Performance of MNIST example
mar-muel opened this issue · 1 comments
Hi everyone - thanks for your work on this, very exciting!
I've been playing around a bit with the Flax MNIST example (https://github.com/google/aqt/blob/main/aqt/jax/v2/examples/mnist.py). I've benchmarked the training (as well as eval) on TPU v4 and v5 and can't see a performance improvement compared to bfloat16/float32 training. Both training and eval are around 4% slower when using int8 quantized operations.
Am I doing something wrong or is this expected? I could imagine that the overhead of converting from float32 to int8 and back is non-negligible at this small scale.
This is expected!
AQT Quantization has its overheads which are O(N^2) complexity (elementwise).
While the matmul we are speeding up is O(N^3).
These matmuls in mnist are way too small (N is too small) to demonstrate a speedup savings.

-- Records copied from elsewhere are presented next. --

Issue #48, opened 2017-06-23
Multi Company Hooks - Inactive Records


lasley:
All of our multi company hooks are susceptible to one simple issue - domains are implicitly forced to only include `active=True` items. This is a problem when it comes to pre-existing, yet deactivated items.

I have a quick fix, but am still in console on a production database. Didn't want to forget this, so please ping me if I do (week or twoish)

lasley:
Alright I think we're good here, I'm going to close to track in the PRs. Looks like I wrote around this in v10 `base_multi_company`, so we're implicitly good there I think too.

PR #49, opened 2017-06-23
[8.0][FIX] partner_multi_company: Fix hook on deactivated partners

lasley:
* Add domain to include both active and inactive partners into the install hook

Re #48 

Note - I'm having a bit of trouble figuring out how to actually test this. Is there a way to insert/change a record in the db before the module install?

### DIFF
--- a/partner_multi_company/hooks.py
+++ b/partner_multi_company/hooks.py
@@ -16,7 +16,7 @@ def post_init_hook(cr, registry):
                              "('company_ids', 'in', user.company_id.id), "
                              "('company_id', '=', False)]")
         # Copy company values
-        partner_model = env['res.partner']
+        partner_model = env['res.partner'].with_context(active_test=False)
         groups = partner_model.read_group([], ['company_id'], ['company_id'])
         for group in groups:
             if group['company_id']:
--- a/partner_multi_company/README.rst
+++ b/partner_multi_company/README.rst
@@ -56,6 +56,7 @@ Contributors
 
 * Oihane Crucelaegui <oihanecruce@gmail.com>
 * Pedro M. Baeza <pedro.baeza@serviciosbaeza.com>
+* Dave Lasley <dave@laslabs.com>
 
 Maintainer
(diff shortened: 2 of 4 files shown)


pedrobaeza (approved):

StefanRijnhart:
Just curious, why do you prefer adding domain elements instead of calling the search with context active_test=False?

lasley:
@StefanRijnhart - because I've never heard of `active_test=False`. Does that just disable the implicit domain force?

StefanRijnhart:
Exactly: https://github.com/odoo/odoo/blob/8.0/openerp/models.py#L4488

lasley:
TIL, thanks @StefanRijnhart. Done!

partner_multi_company/hooks.py
```diff
@@ -16,11 +16,11 @@ def post_init_hook(cr, registry):
                              "('company_ids', 'in', user.company_id.id), "
                              "('company_id', '=', False)]")
         # Copy company values
-        partner_model = env['res.partner']
+        partner_model = env['res.partner'].with_context(active_test=False)
         groups = partner_model.read_group([], ['company_id'], ['company_id'])
         for group in groups:
             if group['company_id']:
-                partners = partner_model.search(group['__domain'])
+                partners = partner_model.search(domain)
```
StefanRijnhart: Is the change in this line intentional?

lasley: Nope not now that I am not editing the domain. Excellent catch

StefanRijnhart (approved):
Thanks!

StefanRijnhart:
If you **really** want to test this, does this inactive partner from the demo data help? https://github.com/odoo/odoo/blob/8.0/openerp/addons/base/res/res_partner_demo.xml#L365

lasley:
It did, thanks! The init hook wasn't tested at all, so I added one and used the deactivated partner in order to nail two birds with one stone.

Mnist there is only to demonstrate APIs.
If you want something more realistic I recommend MaxText codebase https://github.com/google/maxtext
AQT is integrated there, and that's how we obtained results in the blog post:
https://cloud.google.com/blog/products/compute/accurate-quantized-training-aqt-for-tpu-v5e/
Also you need TPU v5 indeed for any speedup.